Problem Statement
Diagonal Traverse
You are given a grid of numbers with m rows and n columns. We call this a matrix, which is just a fancy word for a rectangle of numbers laid out in rows and columns. Your job is to read out every number, but not row by row. Instead you read along the diagonals, and you zig-zag. The first diagonal goes up and to the right, the next goes down and to the left, then up-right again, and so on. Think of it like walking up a staircase, then back down the next one, then up again. The whole trick is this: keep track of which way you are heading, and when you bump into a wall (the edge of the grid), turn and start the next diagonal.
Signals to notice
Brute force first
No simpler alternative — traversal IS the task. The challenge is getting the boundary logic right. That direct path helps you understand the question, but it tends to treat every possibility as brand new instead of learning from earlier steps.
The key insight
Iterate through 2*(m+n-1)-1 diagonals. Odd diagonals go up-right, even go down-left (or vice versa). For each diagonal, compute start position and traverse until out of bounds. The goal is not to be clever for its own sake, but to remember the one relationship that keeps the solution grounded as you move forward.
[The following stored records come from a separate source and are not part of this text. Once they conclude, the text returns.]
PR #6008, opened 2022-02-16
bug 1753521: refactor indexing and start migrating some raw crash fields

willkg:
This refactors indexing to make it more flexible around moving data around. Also, it starts the move to my ultimate vision where analytics and data flow rely solely on processed (normalized, validated, redacted, etc) data rather than the original values from the crash annotations in the crash report.

Towards that aim, this also starts migrating indexing from pulling from the raw crash and indexing into the `raw_crash` namespace to pull from the processed crash and indexing into the `processed_crash` namespace. We're going to do a slow migration because that's all we have support for at the moment. In 5 months, we'll remove the raw crash sides of these things.

There's a handful of followup bugs from this work to cover issues I bumped into and decided to carve out as separate bugs.

After this lands, we still have to migrate the boolean-ish fields that are being pulled from the raw crash. We have to figure out how to process those and unify how we index them--right now we do a variety of different things and it's a right mess.

To test this, I did a few things:

1. Generate a mapping using the `main` branch (`socorro-cmd es list` and then `socorro-cmd es print_mapping`) and compare with the mapping generated from this branch. The `raw_crash` namespace should be identical between the two mappings. The `processed_crash` namespace has a bunch of new fields in it.
2. Process crash reports with the main branch and capture their Elasticsearch document sources (`curl "http://elasticsearch:9200/${INDEX}/crash_reports/${CRASHID}" > ${CRASHID}.document.json`) and then switch to this branch, process the same crash reports, capture their Elasticsearch document sources, and compare the two.

   `raw_crash.UptimeTS` switched from a string value to a float. It wasn't being converted correctly in the old indexing code which didn't handle "double".

   `raw_crash.ContentSandboxCapabilities` switched from a string value to a short. It also wasn't being converted correctly in the old indexing code which didn't handle "short".

   There should be a bunch of additional data in the `processed_crash` namespace--that's the data we're migrating over.
3. Supersearch should continue to work--both querying and faceting.
4. Signature generation should be based mostly on the processed crash data (I think I have one more field to fix--that's covered in another bug). While signature generation looks at some different fields for some data, signatures shouldn't change with these changes.

The one thing I didn't check is `TelemetryBotoS3CrashStorage` data. I'm pretty sure none of these changes affect how that's generated. I wrote up another bug to rework that so it's not using `super_search_fields.py` to build its crash data.


socorro/external/es/crashstorage.py
```diff
@@ -31,28 +34,6 @@
...
-
-    """
-    # FIXME(willkg): These should be specified in super_search_fields.py
-    # and not hard-coded
-    datetime_fields = [
-        "submitted_timestamp",
-        "date_processed",
-        "client_crash_date",
-        "started_datetime",
-        "completed_datetime",
```
willkg, line 47: I'm so glad to get rid of this.

socorro/external/es/crashstorage.py
```diff
@@ -87,185 +68,219 @@ def is_valid_key(key):
...
+        return string_to_datetime(value)
+    if not isinstance(value, (datetime.datetime, datetime.time)):
+        return None
+    return value
 
-    "long" can be -9,223,372,036,854,775,808
 
-    :arg dict fields: the super search fields schema
-    :arg dict data: the data to look through
+def build_document(src, crash_document, fields, all_keys):
```
willkg, line 227: This way of building the document is much better than the previous way in that it's much easier to reason about, iterates over fields once, and makes the related code easier to test and modify over time.

socorro/processor/rules/mozilla.py
```diff
@@ -54,16 +54,58 @@ class CopyFromRawCrashRule(Rule):
...
+        ("string", "RemoteType", "remote_type"),
+        ("string", "ShutdownProgress", "shutdown_progress"),
+        ("int", "StartupTime", "startup_time"),
+        ("int", "SystemMemoryUsePercentage", "system_memory_use_percentage"),
+        ("int", "TotalPageFile", "total_page_file"),
+        ("int", "TotalPhysicalMemory", "total_physical_memory"),
+        ("int", "TotalVirtualMemory", "total_virtual_memory"),
+        ("float", "UptimeTS", "uptime_ts"),
+        ("string", "useragent_locale", "useragent_locale"),
+        ("string", "Vendor", "vendor"),
```
willkg, line 108: This is not a great way of doing things, but it's a small step in the right direction.

At some point, we'll write a schema that specifies which fields are sourced from the raw crash and what their types are. Then this rule will use that to do its thing.

socorro/processor/rules/mozilla.py
```diff
@@ -309,12 +359,8 @@ def action(self, raw_crash, dumps, processed_crash, processor_meta):
         if crash_time == submitted_timestamp_epoch:
             processor_notes.append("client_crash_date is unknown")
 
-        # StartupTime: must have started up some time before crash
-        try:
-            startup_time = int(raw_crash.get("StartupTime", crash_time))
-        except ValueError:
-            startup_time = 0
-            processor_notes.append('non-integer value of "StartupTime"')
```
willkg, line 317: We're now doing validation and normalization in the `CopyFromRawCrashRule` so we don't need to validate the data here.

socorro/external/es/super_search_fields.py
```diff
@@ -2923,6 +3253,11 @@ def number_field(
         "name": "useragent_locale",
         "namespace": "raw_crash",
         "permissions_needed": [],
+        "source_key": "processed_crash.useragent_locale",
+        "destination_keys": [
+            "raw_crash.useragent_locale",
```
willkg, line 3258: The crash annotation is snake-case, so this isn't a mistake.

socorro/external/es/super_search_fields.py
```diff
@@ -1624,6 +1869,11 @@ def number_field(
         "name": "ipc_channel_error",
         "namespace": "raw_crash",
         "permissions_needed": [],
+        "source_key": "processed_crash.ipc_channel_error",
+        "destination_keys": [
+            "raw_crash.ipc_channel_error",
```
willkg, line 1874: The crash annotation is snake-case, so this isn't a mistake.

willkg:
I double-checked the spelling of everything in `super_search_fields.py` and in the `CopyFromRawCrash` rule. I think I've been pretty meticulous with this, so it's time to land it. If there are still issues, we'll fix them as we find them.

PR #6013, opened 2022-02-23
bug 1755523: end raw crash use in signature generation

willkg:
This fixes signature generation so that it only uses processed crash
data.

### DIFF
--- a/socorro/signature/cmd_signature.py
+++ b/socorro/signature/cmd_signature.py
@@ -217,27 +217,6 @@ def main(argv=None):
 
             crash_id = parsed_crash_id
 
-            resp = fetch("/RawCrash/", crash_id, api_token)
-            if resp.status_code == 404:
-                out.warning(f"{crash_id}: does not exist.")
-                continue
-            if resp.status_code == 429:
-                out.warning(f"API rate limit reached. {resp.content}")
-                # FIXME(willkg): Maybe there's something better we could do here. Like maybe wait a
-                # few minutes.
-                return 1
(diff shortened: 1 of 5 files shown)


socorro/signature/cmd_signature.py
```diff
@@ -217,27 +217,6 @@ def main(argv=None):
...
-                out.warning(f"HTTP 500: {resp.content}")
-                continue
-
-            raw_crash = resp.json()
-
-            # If there's an error in the raw crash, then something is wrong--probably with the API
-            # token. So print that out and exit.
-            if "error" in raw_crash:
-                out.warning(f"Error fetching raw crash: {raw_crash['error']}")
-                return 1
```
willkg, line 239: This is nice because it means we only have to pull down one thing from Socorro now.

socorro/signature/utils.py
```diff
@@ -109,8 +107,10 @@ def convert_to_crash_data(raw_crash, processed_crash):
         "ipc_message_name": glom(processed_crash, "ipc_message_name", default=None),
         # text
         "moz_crash_reason": glom(processed_crash, "moz_crash_reason", default=None),
-        # text; comma-delimited e.g. "browser,flash1,flash2"
-        "additional_minidumps": glom(raw_crash, "additional_minidumps", default=""),
+        # list of str; e.g. ["browser", "flash1", "flash2"]
```
willkg, line 110: Oops--that comment is wrong. Need to fix that.

PR #6028, opened 2022-03-09
bug 1756223: update docker image and remote docker version

willkg:
* switch to `cimg/base:2022.02`
* update remote docker version
* stop using `/socorro` as working directory (we don't have access to it)
* parallelize jobs so that lint, testsocorro, and testwebapp all run at the same time
* move dockerhub push code to an external script that can be reused with other projects
* fix yamllint issues
* reduce some yaml redundancy


.circleci/config.yml
```diff
@@ -37,111 +53,176 @@ jobs:
...
+          command: |
+            docker load -i workspace/socorro_app.tar.gz
+
       - run:
           name: Run tests
-          working_directory: /socorro
           command: |
-            make test-ci
+            make my.env
+            ls -l my.env
```
willkg, line 139: Oops--I can take this out.

PR #6029, opened 2022-03-10
bug 1758701: add sentry-test mode to sentry-wrap

willkg:
This improves error handling in sentry-wrap, switches it to use click instead of argparse, and adds "sentry-test" and "wrap-process" subcommands.

This updates the `bin/run_migrations.sh` script accordingly.

This also switches all parts of Socorro to use `SENTRY_DSN` environment variable to specify the Sentry host to use. Previously, crontabber and the webapp used `SENTRY_DSN` and the processor and upload_telemetry_schema apps used `secrets.sentry.dsn`.

### DIFF
--- a/bin/sentry-wrap.py
+++ b/bin/sentry-wrap.py
@@ -26,8 +26,31 @@ import sentry_sdk
 from sentry_sdk import capture_exception, capture_message
 
 
-@click.command()
-@click.option("--timeout", default=300, help="Timeout in seconds to wait for process before giving up.")
+@click.group()
+def cli_main():
+    pass
+
+
+@cli_main.command()
+@click.pass_context
+def sentry_test(ctx):
+    sentry_dsn = os.environ.get("SENTRY_DSN")
+
+    if not sentry_dsn:
+        print("SENTRY_DSN is not defined. Exiting.")
+        sys.exit(1)
+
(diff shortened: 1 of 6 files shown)


bin/sentry-wrap.py
```diff
@@ -1,51 +1,78 @@
...
+
 # This Source Code Form is subject to the terms of the Mozilla Public
 # License, v. 2.0. If a copy of the MPL was not distributed with this
 # file, You can obtain one at http://mozilla.org/MPL/2.0/.
 
 # Wraps a command such that if it fails, an error report is sent to the Sentry service
 # specified by SENTRY_DSN in the environment.
 #
-# Usage: python bin/sentry-wrap.py -- [CMD]
+# Usage: python bin/sentry-wrap.py wrap -- [CMD]
```
willkg, line 10: Oops--these are wrong.

bin/sentry-wrap.py
```diff
@@ -55,16 +82,28 @@ def main():
                     "stderr": ret.stderr.decode("utf-8"),
                 },
             )
-            capture_message(f"Command {args.cmd} failed.")
+            capture_message(f"Command {cmd!r} failed.")
+            print(ret.stdout.decode("utf-8"))
```
willkg, line 86: Oops--these should use `click.echo`.

PR #6039, opened 2022-03-25
bug 1755528: fix flag/boolean fields

willkg:
* redo how we handle flag/boolean fields in the processor and Elasticsearch crashstorage
* fix throttleable
* fix submitted_from_infobar
* fix safe_mode
* fix is_garbage_collecting
* fix has_device_touch_screen
* fix em_check_compatibility
* fix content_sandbox_enabled
* fix content_sandbox_capable
* fix addons_checked to be bool
* fix accessibility

This also fixes startup_crash, but leaves it as "null_value is False" which differs from the rest of them. This is used in the signature reports and I didn't want to spend the time to figure out what effects changing that would have now.

### DIFF
--- a/socorro/external/es/crashstorage.py
+++ b/socorro/external/es/crashstorage.py
@@ -253,16 +253,6 @@ def build_document(src, crash_document, fields, all_keys):
             else:
                 value = fix_string(value, max_size=MAX_STRING_FIELD_VALUE_SIZE)
 
-        elif storage_type == "boolean":
-            # FIXME(willkg): Previous iteration of the crash storage logic had a
-            # convert_booleans which was implemented wrong, so it didn't do anything.
-            # "booleans" is tricky since we have flags and booleans and they're
-            # different, so it requires more analysis to figure out what to do here.
-            # Meanwhile, I commented this out for now which returns us to the previous
-            # behavior.
-            # value = fix_boolean(value)
-            pass
-
         elif storage_type == "integer":
             value = fix_integer(value)
             if value is None:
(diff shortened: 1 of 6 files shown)


socorro/external/es/crashstorage.py
```diff
@@ -253,16 +253,6 @@ def build_document(src, crash_document, fields, all_keys):
...
 
-        elif storage_type == "boolean":
-            # FIXME(willkg): Previous iteration of the crash storage logic had a
-            # convert_booleans which was implemented wrong, so it didn't do anything.
-            # "booleans" is tricky since we have flags and booleans and they're
-            # different, so it requires more analysis to figure out what to do here.
-            # Meanwhile, I commented this out for now which returns us to the previous
-            # behavior.
-            # value = fix_boolean(value)
-            pass
```
willkg, line 264: We're no longer doing any validation or adjustments for boolean values in the crashstorage code--that's now being done in the processor.

socorro/external/es/super_search_fields.py
```diff
@@ -1689,6 +1699,11 @@ def number_field(
         "name": "em_check_compatibility",
         "namespace": "raw_crash",
         "permissions_needed": [],
+        "source_key": "processed_crash.em_check_compatibility",
+        "destination_keys": [
+            "raw_crash.EMCheckCompatibility",
+            "processed_crash.em_check_compatibility",
```
willkg, line 1705: I should add validation of this to the tests. That'll mean I don't have to eyeball this very carefully.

Trace it on mat=[[1,2,3],[4,5,6],[7,8,9]] (m=3, n=3)
start r=0,c=0,up=T | emit mat[0][0]=1 | r==0 so c=1, up=F r=0,c=1,up=F | emit mat[0][1]=2 | interior so r=1,c=0 r=1,c=0,up=F | emit mat[1][0]=4 | c==0 so r=2, up=T r=2,c=0,up=T | emit mat[2][0]=7 | interior so r=1,c=1 r=1,c=1,up=T | emit mat[1][1]=5 | interior so r=0,c=2 r=0,c=2,up=T | emit mat[0][2]=3 | c==n-1 so r=1, up=F r=1,c=2,up=F | emit mat[1][2]=6 | interior so r=2,c=1 r=2,c=1,up=F | emit mat[2][1]=8 | r==m-1 so c=2, up=T; then emit mat[2][2]=9 (loop ends) return [1,2,4,7,5,3,6,8,9]
What must stay true
There are m+n-1 diagonals. Elements on the same diagonal share the property that row+col is constant. The direction alternates with each diagonal. If that remains true after every update, the rest of the reasoning has a stable place to stand.
Shape of the loop
r, c, going_up = 0, 0, true repeat m*n times: emit mat[r][c] if going_up: c==n-1 ? (r++, flip) : r==0 ? (c++, flip) : (r--, c++) else: r==m-1 ? (c++, flip) : c==0 ? (r++, flip) : (r++, c--)
Pseudocode only — the full worked solution lives in the Solution tab.
Easy way to go wrong
Getting the starting position wrong for each diagonal — when going up-right, start from the bottom-left of the diagonal. When going down-left, start from the top-right. The fix is usually to return to the meaning of each move, not just the steps themselves.